_YOUR TASK_
Copy out the entries that follow, unchanged.

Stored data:
PR #2682, opened 2024-08-01
ENB-6995 Query Params update & sendTargetResponse function update Resubmit for #2664

vgoodric:
- sendTargetResponse: Added Check for window._satellite and changed direct alloy call to _satellite call
- Added additional parameter as marketingtech to disable martech.  The martech=off also impacts launch.  So they have requested a new parameter that does the same thing in Milo as martech=off but does not impact their code.

Resolves: [ENB-6995](https://jira.corp.adobe.com/browse/ENB-6995)

Test URLs: https://www.adobe.com/products/photoshop.html?marketingtech=off

Psi-check: [https://martechteamupdates--milo--adobecom.hlx.page?marketingtech=off](https://martechteamupdates--milo--adobecom.hlx.page?marketingtech=off)

Note
Currently when passing marketingtech=off page is not loading, Expected behavior is martech bootstrap should not load and page should load as it is

More Information
There are 2 changes

In Martech.js which currently resides in [milo/libs/martech/](https://github.com/adobecom/milo/blob/main/libs/martech/martech.js) folder, we noticed there is a function named by sendTargetResponseAnalytics which has sendEvent call using window.alloy now for the requirement to disable analytics tracking we have added certain conditions in launch due to which we are able to control data collection for most of the calls, but for this function as it is directly calling window.alloy data is being sent, we would like to modify this function.

In Utils.js which resides in [milo/libs/utils/](https://github.com/adobecom/milo/blob/main/libs/utils/utils.js) folder, there is another function named by loadMartech where there are certain condition to check if "martech=off" exists in query params or not if it exists we do not load martech.js library, we would like to add another optional parameter as "marketingtech=off" , as our main bootstrap script has this as query prams to disable analytics library completely, currently when we pass "marketingtech=off" in any adotcom pages, page seems to crash / fail to load.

_ANSWER BOX_
PR #2682, opened 2024-08-01
ENB-6995 Query Params update & sendTargetResponse function update Resubmit for #2664

vgoodric:
- sendTargetResponse: Added Check for window._satellite and changed direct alloy call to _satellite call
- Added additional parameter as marketingtech to disable martech.  The martech=off also impacts launch.  So they have requested a new parameter that does the same thing in Milo as martech=off but does not impact their code.

Resolves: [ENB-6995](https://jira.corp.adobe.com/browse/ENB-6995)

Test URLs: https://www.adobe.com/products/photoshop.html?marketingtech=off

Psi-check: [https://martechteamupdates--milo--adobecom.hlx.page?marketingtech=off](https://martechteamupdates--milo--adobecom.hlx.page?marketingtech=off)

Note
Currently when passing marketingtech=off page is not loading, Expected behavior is martech bootstrap should not load and page should load as it is

More Information
There are 2 changes

In Martech.js which currently resides in [milo/libs/martech/](https://github.com/adobecom/milo/blob/main/libs/martech/martech.js) folder, we noticed there is a function named by sendTargetResponseAnalytics which has sendEvent call using window.alloy now for the requirement to disable analytics tracking we have added certain conditions in launch due to which we are able to control data collection for most of the calls, but for this function as it is directly calling window.alloy data is being sent, we would like to modify this function.

In Utils.js which resides in [milo/libs/utils/](https://github.com/adobecom/milo/blob/main/libs/utils/utils.js) folder, there is another function named by loadMartech where there are certain condition to check if "martech=off" exists in query params or not if it exists we do not load martech.js library, we would like to add another optional parameter as "marketingtech=off" , as our main bootstrap script has this as query prams to disable analytics library completely, currently when we pass "marketingtech=off" in any adotcom pages, page seems to crash / fail to load.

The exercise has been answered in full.